OK, Fuzzy — I see your subtitle (“Don’t you make my red state blue”), and it’s just begging for a song.

So here’s Crystal Gayle.

(Perhaps somebody could update the lyrics for us. Any lyricists out there in Insurrectionland?)

    alaskabob in reply to donb. | March 21, 2016 at 11:54 am

    If progs took a laxative…then Gayle’s song would fit very well. …. as they are so full of it.

    That said, I think many are tired of “we haven’t done enough” label placed on every social issue in a never ending plunge toward a eutopia that spends us into poverty for all. You can’t help others if you Enid up not bring able to help yourself.

It never ceases to amaze me how people miss such an obvious result of corporate taxation.

Corporations NEVER PAY TAXES!

Their customers/clients pay their taxes.

Money being fungible, they pass their taxes on to their customers/clients in the form of increased prices/fees.

YOU, the customer/client, pay the taxes of the corporations you do business with. Whether directly through fees or indirectly through the cost of goods that you purchase from them.
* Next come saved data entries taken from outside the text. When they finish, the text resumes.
PR #1814, opened 2021-10-28
feat(displaymanager): greetd support

boredland:
this PR aims at adding support for the light [greetd](https://sr.ht/~kennylevinsen/greetd/) login manager and some/most of its [greeters](https://wiki.archlinux.org/title/Greetd#Greeters) (the ones that I deemed easily configurable). I just discovered the great [testing guide](https://github.com/calamares/calamares/wiki/Test-Guide), so that I will try before this is ready for review - early feedback is highly welcome though.

### DIFF
--- a/src/modules/displaymanager/main.py
+++ b/src/modules/displaymanager/main.py
@@ -844,13 +844,17 @@ class DMgreetd(DisplayManager):
         return os.path.join(self.root_mount_point, path)
 
     def config_path(self):
-        return self.os_path("etc/greetd/config.toml")
+        path = self.os_path("etc/greetd/config.toml")
+        if not os.path.exists(path):
+            open(path, 'a').close()
+        return path
 
     def environments_path(self):
         return self.os_path("etc/greetd/environments")
 
     def config_load(self):
         self.config_data = toml.loads(self.config_path())
+        return self.config_data
 
     def config_write(self):
         toml.dump(self.config_data, self.config_path())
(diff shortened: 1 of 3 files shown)


src/modules/displaymanager/main.py
```diff
@@ -17,7 +17,7 @@
 
 import abc
 import os
-import re
```
boredland, line 20: this is an unused import

src/modules/displaymanager/main.py
```diff
@@ -16,8 +16,9 @@
 #
 
 import abc
+from genericpath import exists
 import os
-import re
+import toml
```
hphilm, line 20: This might introduce a 3rd-party lib. Can this be handled also without the need of toml?

boredland: I think it could be possible, its just text after all. will it be similarly nice to interface with? I bet not.

adriaandegroot: I seem to have *toml* as something-I-have-installed-already on my developer machine, let's see if some random ALCI-based distro has it on the ISO image .. nope. But it's 140kB or so, so not a heavy dependency. You could bung the `import toml` in the methods of the class, and then document that enabling greetd will require `toml`.

src/modules/displaymanager/main.py
```diff
@@ -835,6 +835,84 @@ def greeter_setup(self):
...
+
+        if not os.path.exists(self.config_data['default_session']):
+            self.config_data['default_session'] = {}
+
+        self.config_data['default_session']['user'] = self.greeter_user
+
+        return self.config_data
+
+    def config_write(self):
+        toml.dump(self.config_data, self.config_path())
```
adriaandegroot, line 868: The version of toml I have wants a file-like object as second parameter, not just a string.

adriaandegroot (commented):
Overall I like this -- nice clean code. The extra dependency can be wrangled out-of-sight. Most of the other DM-configuration thingies do text-replacement, rather than reading-and-writing the config file -- that is more fragile in many ways, but doesn't need any extra code.

src/modules/displaymanager/main.py
boredland: according to the (api reference)[https://github.com/uiri/toml#api-reference]:

```
toml.dump(o, f, encoder=None)
o: An object to be converted into TOML
f: A File descriptor where the TOML-formatted output should be stored
```

boredland:
> that is more fragile in many ways

thanks for the feedback. I guess I could find a nice way to do this however. the overall complexity of those files is quite low. on the other hand: using a sane parser library for the three or four typical configuration languages (json, yaml, toml, ini?) could make all of this less cumbersome.

src/modules/displaymanager/main.py
adriaandegroot: That's what I said :) It needs a file-descriptor, not a path. You can check that with

```
>>> import toml
>>> toml.dump(dict(), "/tmp/x")
Traceback (most recent call last):
  File "<stdin>", line 1, in <module>
  File "python3.8/site-packages/toml-0.10.2-py3.8.egg/toml/encoder.py", line 27, in dump
    if not f.write:
AttributeError: 'str' object has no attribute 'write'
```

adriaandegroot:
If you can move the `import toml` into the methods for greetd, then we don't have an extra dependency unless the distro wants to support greetd; we can merge that and think about useful configuration-parsing-equipment later.

adriaandegroot:
Since there didn't seem to be much movement, I ended up merging this and applying the requested changes -- moving the import -- myself. Then it turned out that my earlier reviews had missed a whole lot of other issues, which have mostly been fixed now. I'm pretty sure the `desktop_environment_setup()` method is broken, since you can't write a desktop-environment object. I'm going to leave that for an issue report / PR that fixes up greetd support.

They add any taxes to their overhead which determines the prices they set on their goods/services.

It’s as simple as that.

    Right. You (gasp!) lower taxes, and it reduces overhead, which in turn reduces prices. Shockingly, people tend to consume more when prices are lower (Econ 101, right there), which means they’ll pay more of the (reduced) taxes that remain by buying additional goods and services they’d otherwise not buy.

    State tax revenues, at worst, remain the same. At best, tax revenues increase due to lower taxes. Oxymoronic, but again, just and extension of Econ 101 principles.

Here is Becky.
https://twitter.com/beckyogini
Mock her without mercy.

Yogini? (see her Twitter id).
https://en.wikipedia.org/wiki/Yogini

She really doesn’t fit in MS.

I think I’d say to her: I am thrilled to get your email. It has inspired me to introduce a bill to raise taxes on willing volunteers. Since you want more government, which takes more money; how much can we increase your personal tax rate? Twenty-five percent? Fifty percent? More than that?

G. de La Hoya | March 21, 2016 at 3:17 pm

As an Illinoisan, her sentiment is mainly in Chiraq, up in the northeast corner. Unfortunately, that is where the populace that drive the state is too. It truly sucks some times. It is what the Dems on the federal level are working towards ie: electoral college.

    As an Oregonian, we have the same problem in Portlandia, up in the northwest corner (and to a lesser extent, the Eugene/Corvallis area). The leftist urban (Portland) and college (Eugene/Corvallis AND Portland) population centers drive the state politics, and the rest of us are left unheard and unacknowledged.

    And yes, it does suck. A lot.

After growing up and living in New England for most of my life, we moved to the deep south to escape the winter, taxes, and general decrepitude of the major urban areas. My yankee accent gives me away but I tell people I am northern by birth and Southern by choice. they smile and accept me most graciously.

    rabidfox in reply to deimos. | March 21, 2016 at 11:19 pm

    And deimos, they will continue to smile and accept you because you don’t tell them, in a smug tone, how ‘we do things up north.’

Reminds me of an old southern saying…Do you know the difference between a yankee and a damn yankee? A yankee comes down to visit, a damn yankee comes down and stays.